Ребята весьма иронично относились к Юлькиной работе, считая ее временной блажью.
– Как дела на кухонном поприще у нашего героя труда? – смеялся Вова, который теперь называл Юльку только так: герой труда.
Юля не обижалась на насмешки и развлекала друзей байками на кухонные темы. По ее рассказам выходило, что она занимается увлекательнейшим делом.
На кухне действительно происходило много интересного.
Пообщаться на чешском языке, к сожалению, оказалось не с кем. Во-первых, все повара были заняты, болтовня на рабочем месте считалась таким же преступлением, как и опоздания, а, во-вторых, не очень-то они стремились общаться с иностранками, выполнявшими самую грязную работу.
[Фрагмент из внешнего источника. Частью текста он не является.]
Issue #2712, opened 2021-06-13
Subscriptions, filters, handlers, open questions for properties


KSchopmeyer:
1. The CIM_Indication Class and profile have defined source_namespaces and deprecated source_namespace.  Should we modify the add_filter method to allow SourceNamespaces, or default to SourceNamespaces, etc. since it has been the preferred solution for many years. now.

   **Suggestion.**  Add option for SourceNamespaces in addition to sourcenamespace with test that they cannot both be provided on a add_filter method call.

2. The PersistenceType property: Should the client set the persistence type property. Note that this property is included in the CIM_ListenerDestination mof file and documented in the Indications Profile sect 7.3.23.4

3. Should we support the IndividualSubscriptionSupported property in the CIM_IndicationFilter and should the client be setting it?
   The model property documentation is:

```
If IndividualSubscriptionSupported is true, the implementation "
          "shall support direct subscription to this IndicationFilter. If "
          "IndividualSubscriptionSupported is false, the implementation shall "
          "not support direct subscription to this IndicationFilter."
```
See section 7.2.7 for more information on the IndividualSubscriptionSupported feature.

4. Should we be using CIMListenerDestinationCIMXML for the listener class or CIM_ListenerDestination since CIM_ListenerDestinationCIMXML is now deprecated and actually contributes nothing new to the values, etc. NOTE: This change (agreed to bel0w) has been moved to its own issue to be sure it is clearly noted and because it represents a possibly incompatible change to the CIM_IndicationFilter  objects created as well as a clear extension of the SubscriptionManager api.

KSchopmeyer:
Based on the the fact that the DMTF indication profile uses SourceNamesapaces we propose to move the filter creation to use SourceNamespaces.

KSchopmeyer:
OpenPegasus supports them both.  If both are provided, they are merged together.

andy-maier:
On PersistenceType: According to DSP1054 2.2.2, this ListenerDestination property basically controls whether the server cleans up failing indication deliveries - upon delivery failure the server removes the subscription and destination instances.
We agreed that this should become an option to select in the add_destination(9 etc methods of the SubscriptionManager.

andy-maier:
On the IndividualSubscriptionSupported property:
We read through DSP1054 1.2.2, and basically this property controls whether a subscription to the indication filter instance is permitted or rejected. The subscription is created via CreateInstance on the Subscription instance, so its provider is the one that needs to do this check.

[...]

PR #2723, opened 2021-07-01
Ks/#2712 add subscription properties

KSchopmeyer:

This pr depends on pr #2704, (the subscription providers)

NOTE: This does not change the SourceNamespace to SourceNamespaces because that change crosses so many other pieces in process.  Will do that as separate pr. A new issue  (issue # 2726) was created to handle that change and issue #2712 changed to reflect that alteration.

Adds PersistenceType property conditinally and changes name of ListenerDestinationClass to CIMListenerDestination.

Adds tests.for the PersistenceTpe change.

rebased this into pr #2704, user providers.  Note that we still allow CIMListenerDestinationXML as a class in the user provider

### DIFF
--- a/pywbem/_subscription_manager.py
+++ b/pywbem/_subscription_manager.py
@@ -149,6 +149,7 @@ import re
 from socket import getfqdn
 import uuid
 import six
+from nocasedict import NocaseDict
 
 from ._server import WBEMServer
 from ._cim_obj import CIMInstance, CIMInstanceName
@@ -170,17 +171,29 @@ __all__ = ['WBEMSubscriptionManager']
 
 
 def validate_persistence_type(pt):
-    """ Validate persistence type integer with value 1,2,3 """
+    """
+    Validate persistence type parameter pt as string possible
+    values::transient" or "permanent" and convert to corresponding integer
+    value
+    Returns integer value or None for the PersistenceType property based on the
+    input string.
+    """
     if pt is None:
-        return
-    if not isinstance(pt, int):
+        return None
+    if not isinstance(pt, six.string_types):
         raise ValueError(
-            _format("The persistence_type must be an integer. {0} not "
-                    "allowed.", pt))
-    if pt < 2 or pt > 3:
+            _format("The persistence_type must be a string. Type {0} not "
+                    "allowed.", type(pt)))
+
+    persistence_type_dict = NocaseDict([('permanent', 2), ('transient', 3)])
+
+    if pt not in persistence_type_dict:
         raise ValueError(
-            _format("The persistence_type value must be between 1 and "
-                    "3. {0} not allowed.", pt))
+            _format("The persistence_type string must be one of: {0}."
+                    " The value '{1}' is invalid",
+                    ", ".join(list(persistence_type_dict.keys())), pt))
+
+    return persistence_type_dict[pt]
 
 
 class WBEMSubscriptionManager(object):
@@ -557,14 +570,22 @@ class WBEMSubscriptionManager(object):
             permanent. See :ref:`WBEMSubscriptionManager` for details about
             these ownership types.
 
-          persistence_type (:class:`py:int`):
-            Integer value representing the value of the PersistenceType
-            property.  The following values are allowed: 2, Permanent,
-            3, Transient. the default if this parameter is not included is
-            3 (Transient) for owned destinations and to let the server set the
-            value for permanent destinations.  Most WBEM servers set the value
-            to 2(Permanent) if no value is provided.
-            This client does not provide for adding OtherPersistenceType
+          persistence_type (:term:`string`):
+            Optional string where the allowed strings are "transient" and
+            "permanent" and the default is None.  The strings are used to
+            set the PersistenceType property, an integer property with the
+            values of 2 (Permanent) or 3 (Transient)
+
+            The default value is None so that the PersistenceType
+            property is not created on the destination instance for permanent
+            filters. and is created with PersistenceType 3 (Transient) for owned
+            destinations.
+
+            Most WBEM servers set the PersistenceType value to 2 (Permanent) if
+            no value is provided.
+
+            This method does not provide for adding the OtherPersistenceType
+            property.
 
         Returns:
 
@@ -590,17 +611,14 @@ class WBEMSubscriptionManager(object):
         # Here, the variable will be a single list item.
         listener_url = listener_urls
 
-        # if None and owned, set type 3
-        if persistence_type is None:
-            if owned:
-                persistence_type = 3
-            else:
-                validate_persistence_type(persistence_type)
-        else:
-            validate_persistence_type(persistence_type)
+        # Validate which returns integer for instance PropertyValue or None
+        # and if None and owned, set type 3 (transient).
+        persistence_type_value = validate_persistence_type(persistence_type)
+        if owned and persistence_type is None:
+            persistence_type_value = 3
 
         dest_inst = self._create_destination(server_id, listener_url, owned,
-                                             persistence_type)
+                                             persistence_type_value)
 
         return [dest_inst]
 
@@ -1181,7 +1199,8 @@ class WBEMSubscriptionManager(object):
                 del inst_list[i]
                 # continue loop to find any possible duplicate entries
 
-    def _create_destination(self, server_id, dest_url, owned, persistence_type):
+    def _create_destination(self, server_id, dest_url, owned,
+                            persistence_type_value):
         """
         Create a listener destination instance in the Interop namespace of a
         WBEM server and return that instance.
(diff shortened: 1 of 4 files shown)


andy-maier:
This PR is based on a different version of the change in PR #2704 . After merging #2704, this surfaces as a merge conflict. Please resolve.

pywbem/_subscription_manager.py
```diff
@@ -168,6 +169,20 @@
...
+    if pt is None:
+        return
+    if not isinstance(pt, int):
+        raise ValueError(
+            _format("The persistence_type must be an integer. {0} not "
+                    "allowed.", pt))
+    if pt < 2 or pt > 3:
+        raise ValueError(
+            _format("The persistence_type value must be between 1 and "
+                    "3. {0} not allowed.", pt))
```
andy-maier, line 183: 1. The test in the if condition rejects a value of 1, but the error message permits it.
2. It would be good to add to the error message what the values mean.

pywbem/_subscription_manager.py
```diff
@@ -541,6 +557,22 @@ def add_listener_destinations(self, server_id, listener_urls, owned=True):
             permanent. See :ref:`WBEMSubscriptionManager` for details about
             these ownership types.
 
+          persistence_type (:class:`py:int` or None):
+            The PersistenceType property defines for the WBEM server
+            persistence of the destination instance as follows: 1-Other, 2-
+            Permanent, 3-Transient. Most WBEM servers set the value to
```
andy-maier, line 563: If 1-Other is not allowed, then it should not appear in this enumeration. We should explain what this parameter supports, not what the CIM schema would allow. We can still have the sentence below that explains why Other is not supported.

andy-maier: I suggest to change the format of showing the values from "2-Permanent" to "2 (Permanent)".

pywbem/_subscription_manager.py
```diff
@@ -541,6 +557,22 @@ def add_listener_destinations(self, server_id, listener_urls, owned=True):
...
+            2(Permanent) if no value is provided with a new instance. pywbem
+            does not support the Other value because it does not support the
+            OtherPersistenceType property.
+
+            If persistence_type is None, the PersistenceType property is
+            created with value 3(Transient) for owned destinations; it is not
+            created for permanent destinations.
```
andy-maier, line 570: Should we then not set 3 as the default right away, instead of taking the detour through None?

pywbem/_subscription_manager.py
```diff
@@ -541,6 +557,22 @@ def add_listener_destinations(self, server_id, listener_urls, owned=True):
...
+
+            If persistence_type is a valid integer value, the PersistenceType
+            property is created with that value in for both owned and permanent
+            destinations.
```
andy-maier, line 574: Too complicated. We already say earlier that this sets the PersistenceType property, and there is no need to make the statement about valid values, because invalid values raise an exception anyway. The only ifnromation left to say is that this parameter applies to both owned and permanent destinations.

pywbem/_subscription_manager.py
```diff
@@ -541,6 +557,22 @@ def add_listener_destinations(self, server_id, listener_urls, owned=True):
             permanent. See :ref:`WBEMSubscriptionManager` for details about
             these ownership types.
 
+          persistence_type (:class:`py:int` or None):
+            The PersistenceType property defines for the WBEM server
```
andy-maier, line 561: Here you make a jump from the persistence_type parameter to the PersistenceType property without connecting the two. I suggest first defining what the parameter means without mentioning the property name, and then stating that it sets the property.

pywbem/_subscription_manager.py
```diff
@@ -541,6 +557,22 @@ def add_listener_destinations(self, server_id, listener_urls, owned=True):
             permanent. See :ref:`WBEMSubscriptionManager` for details about
             these ownership types.
 
+          persistence_type (:class:`py:int` or None):
```
andy-maier, line 560: Can we not have string values "permanent" and "transient" instead of the integer values?

pywbem/_subscription_manager.py
```diff
@@ -1200,6 +1244,9 @@ def _create_destination(self, server_id, dest_url, owned):
         dest_inst['CreationClassName'] = DESTINATION_CLASSNAME
         dest_inst['SystemCreationClassName'] = SYSTEM_CREATION_CLASSNAME
         dest_inst['SystemName'] = self._systemnames[server_id]
+        # Populate this property only if value provided
+        if persistence_type:
```
andy-maier, line 1248: This condition does not set it if the value is 0, which is in conflict with the parameter description.

andy-maier (changes requested):
See comments.

In addition, the conflict that emerged after merging PR #2721 needs to be resolved.

pywbem/_subscription_manager.py
KSchopmeyer: Fixed  DONE

pywbem/_subscription_manager.py
KSchopmeyer: This could go either way since there is no real single default. If the parameter is not provided, we set to 3 for owned subscriptions and leave it as None so the Property is not created for permanent subscriptions.

Modified the text slightly to make it clearer.

pywbem/_subscription_manager.py
KSchopmeyer: No.  If the user does not supply the parameter, the default value is None. With value None, No PersistenceType property is created for permanent destinations but the PersistenceType property value is 3(Transient) for owned destinations.

Changed the text to clarify.

pywbem/_subscription_manager.py
KSchopmeyer: State in the first sentence now that it sets the PersistenceType property

pywbem/_subscription_manager.py
KSchopmeyer: Changed to test for None

DONE

pywbem/_subscription_manager.py
KSchopmeyer: DONE

pywbem/_subscription_manager.py
KSchopmeyer: Rewrote the validate method to use strings and validate them.  The _create_listenerdestination still uses integers as converted in add_listener_destination.

DONE

andy-maier:
The PR has not been updated yet. Did you push your changes?

KSchopmeyer:
I pushed the cleaned up pr aabout an hour after your question.

pywbem/_subscription_manager.py
andy-maier: A resolution to this issue is not in the latest version of the code as of 7/5 (commit b7175d3).

pywbem/_subscription_manager.py
andy-maier: I did not realize the detail that the default depends on ownership.

pywbem/_subscription_manager.py
andy-maier: The latest version of the code does not have such a change, but given that we stick with the integer in the `add_listener_destinations()` method, I don't see why we would change the internal validate method to use strings.
Ok as it is now.

pywbem/_subscription_manager.py
andy-maier: A resolution to this issue is not in the latest version of the code as of 7/4 (commit b7175d3).

andy-maier:
This PR still has conflicts, and misses two of the changes you said were in.
See also the discussion in the Slack channel about rebasing.

andy-maier (changes requested):
This PR still has conflicts, and misses two of the changes you made.
See also the discussion in the Slack channel about rebasing.

pywbem/_subscription_manager.py
```diff
@@ -590,17 +611,13 @@ def add_listener_destinations(self, server_id, listener_urls, owned=True,
...
-            if owned:
-                persistence_type = 3
-            else:
-                validate_persistence_type(persistence_type)
-        else:
-            validate_persistence_type(persistence_type)
+        # Validate and if None and owned, set type 3 (transient).
+        persistence_type_value = validate_persistence_type(persistence_type)
+        if owned and persistence_type is None:
+            persistence_type = 3
```
andy-maier, line 617: I think this should be:
```
persistence_type_value = 3
```

pywbem/_subscription_manager.py
andy-maier: In the last update to this PR, the change is in.

pywbem/_subscription_manager.py
andy-maier: In the last update to this PR, the change is in.

andy-maier (changes requested):
Two comments

pywbem/_subscription_manager.py
KSchopmeyer: You are correct.  Fixed.   DONE

KSchopmeyer:
Your issues were fixed.

pywbem/_subscription_manager.py
```diff
@@ -1181,7 +1198,8 @@ def remove_subscriptions(self, server_id, sub_paths):
                 del inst_list[i]
                 # continue loop to find any possible duplicate entries
 
-    def _create_destination(self, server_id, dest_url, owned, persistence_type):
+    def _create_destination(self, server_id, dest_url, owned,
+                            persistence_value):
```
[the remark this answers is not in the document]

Единственное, что у них можно было почерпнуть это разнообразные слова и выражения на кухонные темы. Софа и ее подруги, как выяснилось, общались между собой на украинском языке, который, конечно, очень похож на чешский, но совершенно был не нужен Юле. Она сразу и не поняла, что старательно запоминает слова, не имеющие никакого отношения к чешскому языку. Выяснилось это немногим позже, когда она на западно-украинском диалекте пыталась объясниться с продавщицей в магазине, которая, немедленно засыпала ее вопросами, решив, что покупательница – ее землячка.
Общаться получалось только с их непосредственной начальницей, которая с удовольствием пользовалась правом командовать помоцной силой.
Юлю она встретила весьма радушно:
– О! Добра голка, певна, моцна! Добржэ будэ дэлат (хорошая девка, крепкая, сильная, хорошо будет работать), – одобрительно похлопывая по спине новенькую, изрекла она. Впечатлительной Юльке немедленно пришел на ум коняга, которому заглядывают в зубы и щупают бабки.
– Это – убрать, – строго распорядилась начальница, ткнув пальцем в резиновые перчатки на Юлиных руках, – нэни можно (нельзя)!
Пришлось подчиниться, хотя было совершенно непонятно, как работать без перчаток.
Звали начальственную даму пани Андулка. Сухопарая, быстрая в движениях, на вид ей было где-то под шестьдесят. Несмотря на возраст, она неумеренно пользовалась помадой, отдавая предпочтение самым ярким цветам. Так как на кухне было недопустимо трясти кудрями, волосы приходилось прятать под специальные шапочки, их вместе с униформой выдавали всем, кто тут работал. Пани Андулка была категорически против подобной уравниловки. Она никогда не надевала эти одноразовые, начисто убивающие индивидуальность головные уборы. Ее собственные кружевные шапочки были прелестны и позволяли даже в безликой униформе оставаться привлекательной женщиной. Правда, привычка сжимать губы в куриную попку и грозно сдвигать белесые бровки вовсе не придавала ей очарования, а эта гримаса обычно не покидала ее лица целый день. Ей хотелось казаться требовательной и строгой, но маска надменного превосходства, которую она нацепляла по любому случаю, выглядела скорее потешно, чем строго. Пани считала необходимым «не давать спуску» помоцной силе, и устраивала разносы по самому ничтожному поводу. Однако обычно ее замечания выглядели глупыми придирками, и на кухне никто, включая подчиненных, не воспринимал ее всерьез. Ну, как можно воспринимать всерьез человека, упорно являющегося на работу в гольфах разного цвета? Или с сережкой только в одном ухе? Или с забытым бигуди на затылке? Про одежду, напяленную, видимо впопыхах, наизнанку, и упоминать ни к чему.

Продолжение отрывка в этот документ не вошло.